BEGIN GIVEN DATA

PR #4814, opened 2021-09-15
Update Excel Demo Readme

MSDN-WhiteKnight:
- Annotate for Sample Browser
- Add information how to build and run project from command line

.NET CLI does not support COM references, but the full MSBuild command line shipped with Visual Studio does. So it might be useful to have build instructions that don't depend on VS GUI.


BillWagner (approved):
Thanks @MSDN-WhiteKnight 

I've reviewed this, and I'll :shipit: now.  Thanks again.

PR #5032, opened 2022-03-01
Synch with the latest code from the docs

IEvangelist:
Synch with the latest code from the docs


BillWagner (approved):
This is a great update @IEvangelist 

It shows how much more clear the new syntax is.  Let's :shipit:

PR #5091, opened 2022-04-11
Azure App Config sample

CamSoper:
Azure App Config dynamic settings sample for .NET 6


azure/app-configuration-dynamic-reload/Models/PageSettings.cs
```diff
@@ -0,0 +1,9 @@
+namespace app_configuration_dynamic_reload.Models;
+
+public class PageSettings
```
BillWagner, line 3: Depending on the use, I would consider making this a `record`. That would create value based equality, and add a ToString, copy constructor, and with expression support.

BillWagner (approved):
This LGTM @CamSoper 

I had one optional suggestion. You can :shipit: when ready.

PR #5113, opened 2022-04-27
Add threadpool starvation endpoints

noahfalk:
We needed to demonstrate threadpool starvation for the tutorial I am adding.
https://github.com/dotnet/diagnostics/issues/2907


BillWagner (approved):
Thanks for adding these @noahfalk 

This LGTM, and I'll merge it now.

END GIVEN DATA
BEGIN GIVEN DATA

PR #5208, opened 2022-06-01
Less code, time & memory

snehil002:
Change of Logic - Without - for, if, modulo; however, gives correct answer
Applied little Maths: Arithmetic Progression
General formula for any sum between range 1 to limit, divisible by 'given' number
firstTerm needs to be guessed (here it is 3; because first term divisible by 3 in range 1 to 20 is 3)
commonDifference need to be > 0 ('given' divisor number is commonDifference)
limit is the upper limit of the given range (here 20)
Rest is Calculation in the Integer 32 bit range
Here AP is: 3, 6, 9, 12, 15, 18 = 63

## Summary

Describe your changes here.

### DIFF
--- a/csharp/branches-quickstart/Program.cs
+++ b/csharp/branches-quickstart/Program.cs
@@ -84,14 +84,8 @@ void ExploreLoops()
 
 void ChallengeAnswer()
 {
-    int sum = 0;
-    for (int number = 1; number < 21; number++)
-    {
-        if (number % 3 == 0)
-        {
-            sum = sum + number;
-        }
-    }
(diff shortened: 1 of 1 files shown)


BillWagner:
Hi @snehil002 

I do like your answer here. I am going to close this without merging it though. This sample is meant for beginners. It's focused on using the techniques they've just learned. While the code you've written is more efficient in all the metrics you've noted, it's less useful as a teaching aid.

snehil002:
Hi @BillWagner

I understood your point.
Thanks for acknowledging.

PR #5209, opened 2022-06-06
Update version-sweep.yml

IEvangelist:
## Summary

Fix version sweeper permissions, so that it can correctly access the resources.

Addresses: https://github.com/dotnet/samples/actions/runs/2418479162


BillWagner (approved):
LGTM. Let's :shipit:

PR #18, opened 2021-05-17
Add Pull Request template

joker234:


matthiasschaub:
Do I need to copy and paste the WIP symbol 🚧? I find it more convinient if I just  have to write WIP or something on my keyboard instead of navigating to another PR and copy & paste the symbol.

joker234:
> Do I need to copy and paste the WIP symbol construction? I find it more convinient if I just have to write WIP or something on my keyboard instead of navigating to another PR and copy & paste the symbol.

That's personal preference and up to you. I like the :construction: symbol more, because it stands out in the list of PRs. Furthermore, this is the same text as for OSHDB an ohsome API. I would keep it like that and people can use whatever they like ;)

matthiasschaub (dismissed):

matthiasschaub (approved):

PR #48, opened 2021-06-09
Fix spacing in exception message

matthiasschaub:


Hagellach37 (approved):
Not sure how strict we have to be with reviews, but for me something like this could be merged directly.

END GIVEN DATA

▶ **WHAT THE EXERCISE ASKS**
Using the listing above, work out how many lines include the word "github", and report that number alone.

▶ **EXERCISE RESPONSE**
2